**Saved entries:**
PR #6341, opened 2018-01-23
Fix home regeneration not being triggered when logging in

### LINKED ISSUE #6331: Home timeline for returning users not fixed?

Gargron:
Fix #6331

**Task brief:**
What you return must match the records exactly, down to the last line.

**Final answer:**
PR #6341, opened 2018-01-23
Fix home regeneration not being triggered when logging in

### LINKED ISSUE #6331: Home timeline for returning users not fixed?

Gargron:
Fix #6331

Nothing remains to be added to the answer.